What exactly is it, this apparently universal urge to photograph one’s food? A book can be written on it; there are as many answers as there are people taking photographs. Among other things, it’s an impulse to capture the most central yet ephemeral thing in our lives — our sustenance. It’s a desire to share that momentary feeling of palate-lust and plenitude with people who cannot be there to share the actual meal. It’s a triumphal impulse, peacocks display their feathers, foodies unfurl their shaved foie or even un-capturable domes of clove essence. Mothers let their grown and flown children know what they are missing, potential lovers present future seductions of the tongue by trying to first seduce the eyes, old pals compete with each other on culinary triumphs and, or, disasters even. Ranged against this phenomenon are many quite reasonable people who get quite annoyed when foodfoto-wallas make them pause before eating while enacting their irritating ritual. Their argument is ‘the food will get cold’, to which the reply is ‘yes, but only as cold as it will if you pause to have a sip of wine or finish telling a joke’. And then there are people who find the whole business obscene in the context of a world where starvation and scarcity are so widespread, to which one counter argument I’ve heard is: ‘should we not write excitedly about books we’ve read just because there is mass illiteracy?’

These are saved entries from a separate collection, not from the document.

PR #3080, opened 2022-11-03
Overhaul metrics in Realm

LaPeste:
## Description
This PR ports the current metrics collection that's in Realm to the source generator. Additionally, it extends the details of the collected metrics by taking advantage of the data surfaced by the source generator.

The impact this has on performance is not tested yet, as the work is not finished.

##  TODO
* [x] Changelog entry
* [x] Tests
* [x] Verify performance impact
* [ ] ~Get diagnostics to properly work~
* [ ] ~Verify if the analytics thread is allowed to finish even if roslyn has finished its duty~
* [x] Add Unity compatibility


Realm/Realm.SourceGenerator/Analytics.cs
```diff
@@ -0,0 +1,524 @@
...
+        }
+
+        public void AnalyzeSyntaxNodeForApiUsage(GeneratorSyntaxContext context)
+        {
+            if (context.Node is not IdentifierNameSyntax identifierNameSyntax)
+            {
+                return;
+            }
+
+            switch (identifierNameSyntax.ToString())
```
papafe, line 253: I discussed this already with Andrea, but maybe we can find a solution in which if we already know that a certain feature has already been found we don't need to do a comparison with that string value anymore. 

(We definitely need to have those benchmark running to evaluate the impact of that though)

Realm/Realm.SourceGenerator/Analytics.cs
```diff
@@ -0,0 +1,524 @@
...
+                            break;
+                        case "ISet":
+                            _realmFeaturesToAnalyse[SdkFeature.SetSubscribeForNotifications] = 1;
+                            break;
+                        case "IDictionary":
+                            _realmFeaturesToAnalyse[SdkFeature.DictionarySubscribeForNotifications] = 1;
+                            break;
+                        default:
+                            Diagnostics.Add(
+                                SourceGenerator.Diagnostics.AnalyticsDebugInfo($"{referenceType.Name} is not a collection type that is supported for notifications"));
```
papafe, line 319: I suppose that this is only for debug, right?

Realm/Realm.SourceGenerator/Analytics.cs
```diff
@@ -0,0 +1,524 @@
...
+        private bool IsCredentials(IdentifierNameSyntax identifierNameSyntax, GeneratorSyntaxContext context)
+        {
+            try
+            {
+                var parentType = context.SemanticModel.GetTypeInfo(identifierNameSyntax.Parent.ChildNodes().First()).Type.ToDisplayString();
+                return parentType == "Realms.Sync.Credentials" || parentType == "Realms.Sync.Credentials.AuthProvider";
+            }
+            catch (Exception ex)
+            {
+                Diagnostics.Add(SourceGenerator.Diagnostics.AnalyticsDebugInfo(
```
papafe, line 435: Same question as before

Realm/Realm.SourceGenerator/Analytics.cs
```diff
@@ -0,0 +1,524 @@
...
+                            $"{identifierNameSyntax} is likely some user defined syntax token.{Environment.NewLine}{ex.Message}"));
+                return false;
+            }
+        }
+
+        private string GetJsonPayload(bool pretty)
```
papafe, line 441: We can benchmark if this is more or less efficient than calling string.format on a premade string (that we can generate manually)

Realm/Realm.SourceGenerator/Analytics.cs
```diff
@@ -0,0 +1,524 @@
...
+                    return "UNKNOWN";
+                }
+            }
+        }
+
+        public void SubmitAnalytics(GeneratorExecutionContext context)
+        {
+            var payload = string.Empty;
+
+            if (Environment.GetEnvironmentVariable("REALM_DISABLE_ANALYTICS") != null ||
```
papafe, line 118: We should probably check this also in the analytics collection phase

Realm/Realm.SourceGenerator/Analytics.cs
```diff
@@ -0,0 +1,524 @@
...
+                Environment.GetEnvironmentVariable("CI") != null)
+            {
+                return;
+            }
+
+            _realmEnvMetrics[SdkFeature.UserId] = AnonymizedUserID;
+
+            ComputeHostOSNameAndVersion(out var osName, out var osVersion);
```
papafe, line 126: Maybe this method could return a tuple?

Realm/Realm.SourceGenerator/Analytics.cs
```diff
@@ -0,0 +1,524 @@
...
+                    _realmEnvMetrics[SdkFeature.HostOsType] = Metric.OperatingSystem.Windows;
+                    break;
+                case string name when name.Contains(Metric.OperatingSystem.MacOS):
+                    _realmEnvMetrics[SdkFeature.HostOsType] = Metric.OperatingSystem.MacOS;
+                    break;
+                case string name when name.Contains(Metric.OperatingSystem.Linux):
+                    _realmEnvMetrics[SdkFeature.HostOsType] = Metric.OperatingSystem.Linux;
+                    break;
+                default:
+                    Diagnostics.Add(
```
papafe, line 141: Same comment for the other diagnostics

Realm/Realm.SourceGenerator/Analytics.cs
```diff
@@ -0,0 +1,524 @@
...
+            _realmEnvMetrics[SdkFeature.HostOsVersion] = osVersion;
+
+            bool prettyJson = false;
+#if DEBUG
+            prettyJson = true;
+#endif
+            payload = GetJsonPayload(prettyJson);
+
+#if !DEBUG
+            var base64Payload = Convert.ToBase64String(Encoding.UTF8.GetBytes(payload));
```
papafe, line 155: This should be probably be part of the initial check of this method. If we're not going to send the analytics we shouldn't even collect them

Realm/Realm.SourceGenerator/Analytics.cs
```diff
@@ -0,0 +1,524 @@
...
+{payload}
+----------------------------------"));
+            }
+
+            // TODO andrea: we may actually look for something like INTERNAL_DEBUG, so that the user never sees this
+#if DEBUG
+            foreach (var diagnostic in Diagnostics)
+            {
+                // TODO andrea: this does not up show anywhere. Investigate why.
+                context.ReportDiagnostic(diagnostic);
```
papafe, line 180: We talked about this... maybe it's because you're not on the main source generator thread? Just an idea

Realm/Realm.SourceGenerator/Analytics.cs
```diff
@@ -0,0 +1,524 @@
...
+{
+    // TODO andrea: add Unity support, for the example how one can
+    // enable or disable analytics from the menu of Unity
+
+    internal class Analytics
+    {
+        public List<Diagnostic> Diagnostics { get; } = new();
+
+        // TODO andrea: adding C#10's type aliases to give meaning to each string seems nice. Opinions?
+        private Dictionary<string, byte> _realmFeaturesToAnalyse = new()
```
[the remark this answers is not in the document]
LaPeste: Good point. Thanks.

Realm/Realm.SourceGenerator/Analytics.cs
```diff
@@ -0,0 +1,524 @@
...
+                    jsonPayload.AppendLine();
+                }
+            }
+        }
+
+        private static void ComputeHostOSNameAndVersion(out string name, out string version)
+        {
+            var platformRegex = new Regex("^(?<platform>[^0-9]*) (?<version>[^ ]*)", RegexOptions.Compiled);
+            var osDescription = platformRegex.Match(RuntimeInformation.OSDescription);
+            if (osDescription.Success)
```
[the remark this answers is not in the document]
LaPeste: Same as above: This is taken straight from the weaver's analytics. I haven't gotten to test anything on another platform than Windows. I'll be able to answer later on.

Realm/Realm.SourceGenerator/Analytics.cs
LaPeste: Yes yes, it's a good point. Performance testing needs to be done first and foremost. But improving on this isn't gonna be hard, so I'll likely do it regardless of the performance result.

Realm/Realm.SourceGenerator/Analytics.cs
LaPeste: Correct. I was struggling with Diagnostics not showing so I filled the code with it. In the next iteration, that's only for `Debug.WriteLine`.

Realm/Realm.SourceGenerator/Analytics.cs
LaPeste: Correct. I was struggling with Diagnostics not showing so I filled the code with it. In the next iteration, that's only for `Debug.WriteLine`.

Realm/Realm.Weaver/Analytics/Analytics.cs
```diff
@@ -0,0 +1,846 @@
...
+            },
+            {
+                nameof(RealmChanged),  (instruction, featureDict, references) =>
+                {
+                    featureDict[RealmChanged] = 1;
+                    return true;
+                }
+            },
+            {
+                "SubscribeForNotifications", (instruction, featureDict, references) =>
```
papafe, line 228: I suppose it's unlikely, but it seems like this could succeed even if it's called on non-Realm classes, am I right? 
I imagine that could be difficult to check

Realm/Realm.Weaver/Analytics/Analytics.cs
```diff
@@ -0,0 +1,846 @@
...
+                _classAnalysisSetters.Remove(nameof(IEmbeddedObject));
+            }
+
+            foreach (var property in type.Properties)
+            {
+                var key = property.PropertyType.Name;
+                if (!_classAnalysisSetters.ContainsKey(key))
+                {
+                    // when looking for "Class" type
+                    key = property.PropertyType.MetadataType.ToString();
```
papafe, line 599: If this line is used only for Class type, can't we make a special case just for that?

Realm/Realm.Weaver/Analytics/Analytics.cs
```diff
@@ -0,0 +1,846 @@
...
+                _classAnalysisSetters.Remove(nameof(IAsymmetricObject));
+            }
+            else if (_classAnalysisSetters.TryGetValue(nameof(IEmbeddedObject), out featureFunc) &&
+                (type.IsIEmbeddedObjectImplementor(_references) || type.IsEmbeddedObjectDescendant(_references)) &&
+                featureFunc.Invoke(type, _realmFeaturesToAnalyse, _references))
+            {
+                _classAnalysisSetters.Remove(nameof(IEmbeddedObject));
+            }
+
+            foreach (var property in type.Properties)
```
papafe, line 593: Are we getting all properties here, including the ones that will not be part of the schema?

Realm/Realm.Weaver/Analytics/Analytics.cs
```diff
@@ -0,0 +1,846 @@
...
+                    jsonPayload.AppendLine();
+                }
+            }
+        }
+
+        private static async Task SendRequest(string prefixAddr, string payload, string suffixAddr)
+        {
+            using (var httpClient = new HttpClient())
+            {
+                httpClient.Timeout = TimeSpan.FromSeconds(4);
```
papafe, line 741: Isn't 4 seconds too much?

Realm/Realm.Weaver/Analytics/Analytics.cs
```diff
@@ -0,0 +1,846 @@
...
+                await httpClient.GetAsync(new Uri(prefixAddr + payload + suffixAddr));
+            }
+        }
+
+        private void AnalyzeTypeMethods(TypeDefinition type)
```
papafe, line 746: A small thing, but I think it would make sense to have close related methods. So maybe first all the analysis methods, and then all the sending methods (including the json building)

Realm/Realm.Weaver/Analytics/Analytics.cs
```diff
@@ -0,0 +1,846 @@
...
+                if (_classAnalysisSetters.TryGetValue(key, out featureFunc) &&
+                    featureFunc.Invoke(property, _realmFeaturesToAnalyse, _references))
+                {
+                    // if the byte is set, remove the entry from the dict to avoid future unnecessary work
+                    _classAnalysisSetters.Remove(key);
+                }
+            }
+        }
+
+        internal void AnalyzeUserAssembly(ModuleDefinition module)
```
papafe, line 611: Small thing, but sometimes you use analyse, some other analyze. I noticed because I couldn't find some methods with search 😁

Realm/Realm.Weaver/Analytics/Analytics.cs
```diff
@@ -0,0 +1,846 @@
...
+                    if (_apiAnalysisSetters.TryGetValue(key, out var featureFunc) &&
+                        featureFunc.Invoke(cil, _realmFeaturesToAnalyse, _references))
+                    {
+                        _apiAnalysisSetters.Remove(key);
+                    }
+                }
+            }
+        }
+
+        private static bool IsValidRealmType(TypeDefinition type, ImportedReferences references) =>
```
papafe, line 802: Would it make sense to move it together with the other extension methods?

Realm/Realm.Weaver/Analytics/AnalyticsUtils.cs
```diff
@@ -0,0 +1,164 @@
...
+        private static string ConvertOsNameToMetricsVersion(string osName) =>
+            WrapInTryCatch(() =>
+            {
+                switch (osName)
+                {
+                    case string s when s.ContainsIgnoreCase(Metric.OperatingSystem.Windows):
+                        return Metric.OperatingSystem.Windows;
+                    case string s when s.ContainsIgnoreCase(Metric.OperatingSystem.MacOS):
+                        return Metric.OperatingSystem.MacOS;
+                    case string s when s.ContainsIgnoreCase(Metric.OperatingSystem.Linux):
```
papafe, line 118: Does this work for various Linux distro? (Just curious)

Realm/Realm.Weaver/Analytics/AnalyticsUtils.cs
```diff
@@ -0,0 +1,164 @@
...
+using Mono.Cecil;
+using static RealmWeaver.Metric;
+
+namespace RealmWeaver
+{
+    internal static class AnalyticsUtils
+    {
+        // TODO andrea: https://github.com/realm/realm-dotnet/issues/2706#event-7877818404
+        // add a stable ID not reliant on MACAddress
+        public static string AnonymizedUserID
```
papafe, line 34: Why is this a property while the others are methods?

Realm/Realm.Weaver/Analytics/AnalyticsUtils.cs
```diff
@@ -0,0 +1,164 @@
...
+        {
+            get
+            {
+                try
+                {
+                    var id = GenerateComputerIdentifier;
+                    return id != null ? SHA256Hash(id) : "UNKNOWN";
+                }
+                catch
```
papafe, line 43: What kind of exceptions can you get here?

Realm/Realm.SourceGenerator/Realm.SourceGenerator.csproj
```diff
@@ -13,6 +13,8 @@
         <LangVersion>9.0</LangVersion>
         <IsRoslynComponent>true</IsRoslynComponent>
         <IsPackable>true</IsPackable>
+        <ReportAnalyzer Condition="'$(Configuration)' == 'Debug'">true</ReportAnalyzer>
+        <Verbosity Condition="'$(Configuration)' == 'Debug'">detailed</Verbosity>
```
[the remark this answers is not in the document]
LaPeste: Yes, it's for extracting performance from the SG. I thought to leave them given that they are only used when in debug. Do you think it's a bad idea?

Tests/Weaver/Realm.FakeForWeaverTests/Sync/ErrorHandling/ManualRecoveryHandler.cs
```diff
@@ -0,0 +1,23 @@
...
+// distributed under the License is distributed on an "AS IS" BASIS,
+// WITHOUT WARRANTIES OR CONDITIONS OF ANY KIND, either express or implied.
+// See the License for the specific language governing permissions and
+// limitations under the License.
+//
+////////////////////////////////////////////////////////////////////////////
+
+namespace Realms.Sync.ErrorHandling
+{
+    public sealed class ManualRecoveryHandler : ClientResetHandlerBase
```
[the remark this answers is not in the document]
LaPeste: It's part of testing

Realm/Realm.Weaver/Analytics/Analytics.cs
```diff
@@ -0,0 +1,846 @@
...
+    // - What version of Realm is being used
+    // - What OS you are running on
+    // - What OS you are building for
+    // - An anonymized MAC address and assembly name ID to aggregate the other information on.
+    internal class Analytics
+    {
+        private readonly ImportedReferences _references;
+        private readonly ILogger _logger;
+
+        #region FeatureDiciontaries
```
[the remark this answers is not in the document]
LaPeste: Thanks 😅

Realm/Realm.Weaver/Analytics/Analytics.cs
```diff
@@ -0,0 +1,846 @@
...
+using System.Threading.Tasks;
+using Mono.Cecil;
+using Mono.Cecil.Cil;
+
+using static RealmWeaver.AnalyticsUtils;
+using static RealmWeaver.Metric.SdkFeature;
+
+namespace RealmWeaver
+{
+    // TODO andrea: review and update this comment
```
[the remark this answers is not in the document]
LaPeste: That's always been the case. What are you asking? Do you want it moved?

Realm/Realm.Weaver/Analytics/Analytics.cs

I, myself, must confess to being guilty of now running, for the third consecutive year, a photographic Food Diary on Facebook. The food photography (as different from the still-life) began with the cleanest of intentions: while doing my travel writing, occasionally I also needed to provide the photographs. Then the recording of the different aspects of food became an obsessional thing — I may be off-message for a period from FB or email, but the photographs work as signals to my friends and close family: ‘I’m okay’ they say, or ‘hey, having fun’, or ‘ascetically bashing on like a monk’, ‘or ‘being a total clown in the kitchen’. I now find myself photographing food regularly but randomly. Not all my pictures are of great repasts. Many of the shots are of half-eaten meals (not ugly, per se) or of dirty, empty plates (picture). Many pictures are taken for the visual pleasure alone, others are only shot for the food they show and yet others are for some other things they trigger off — humour, sadness, absurdity. I have no compunctions about using flash, but I do so rarely. I often put explanatory text next to the photos, but not always. Why exactly do I maintain this semi-public/semi-private Diary? I’m not clear about the answer and perhaps it’s one best left for future anthropologists to figure out. All I know is that I’ve come a long way from just looking at food and vessels as things that provide pleasing visual patterns and that I’m part of a global community of people with a new way of saying grace before a meal.